The Irving oil refinery in Saint John New Brunswick is the eastern terminus for TransCanada’s line. Energy East’s proposed volume is so great, that it far exceeds Irving’s capacity. According to Mark Sherman, plant manager at the Irving Oil refinery, “It’s way more than we would ever use at this refinery, so the bulk of it would all be exported.”

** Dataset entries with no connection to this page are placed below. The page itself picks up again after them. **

PR #1043, opened 2018-01-26
Alignment make share fix

bstastnyleapmotion:
@jdonald

### DIFF
--- a/src/autowiring/AutoPacket.h
+++ b/src/autowiring/AutoPacket.h
@@ -531,6 +531,7 @@ public:
   template<class T, typename... Args>
   const T& Emplace(Args&&... args) {
     static_assert(!std::is_pointer<T>::value, "Can't decorate using a pointer type.");
+
     // Create a copy of the input, put the copy in a shared pointer
     auto ptr = std::shared_ptr<T>(new T(std::forward<Args&&>(args)...));
     Decorate(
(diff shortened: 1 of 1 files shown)


jhe-:
Nice fix, @bstastnyleapmotion. Obviously not a showstopper, but does using new here instead of make_shared cause an extra copy to happen? I recall we had a similar tradeoff to make between push_back and emplace_back.

bstastnyleapmotion:
Yeah it has an extra copy but the compiler should optimize it to minimize the cost. (hopefully)

jdonald:
Bummer given Autowiring doesn't have the best record on getting these things right with performance. Let's have @gittyupagain advise on this as well.

jhe-:
@gittyupagain profiled and didn't find any noticeable increase in running time. Correct me if I'm wrong but it seems that changing to brace initialization would only have stylistic effect.

As for why we didn't encounter this before, I believe this was just due to not _directly_ using any Eigen members as autofilter types before:

```
Jimmy He [16:52]
It's possible these tests do fail sporadically in 32-bit if they have Eigen members.

James Donald [17:01]
It just doesn't match what I've seen in all the longstanding test failures though.
I suspect this will be clearer once we can run valgrind on that branch.

Jimmy He [17:20]
Agreed on valgrind. It's also worth noting that "_if they have Eigen members_" is a big if, since most of our Eigen-related outputs are vectors of objects that contain Eigen members. They don't contain them directly. And so the Eigen::aligned_allocator gets invoked.
```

Irving imports and exports lots of oil. It has no track record of displacing oil imports with domestic oil although it easily could. Big Oil produces enough Newfoundland oil to supply all Atlantic Canadians. Yet Newfoundlanders don’t even get access to their own oil. They’ll be very vulnerable in an international oil shortage. 

Would Energy East supply Quebec’s two refineries? Perhaps, but not with much at the moment. Last month Enbridge reversed the flow of its Line 9 oil pipeline from Sarnia to Montreal, so Suncor in Montreal and Valero in Quebec City now get Alberta bitumen and Western Canadian conventional oil. They also get a growing amount of shale oil from North Dakota. 

Lest anyone thinks U.S. oil is more secure than Middle East oil, Matt Simmons, a former energy advisor to George W. Bush warned that the U.S. would shut Canada off in an oil supply emergency.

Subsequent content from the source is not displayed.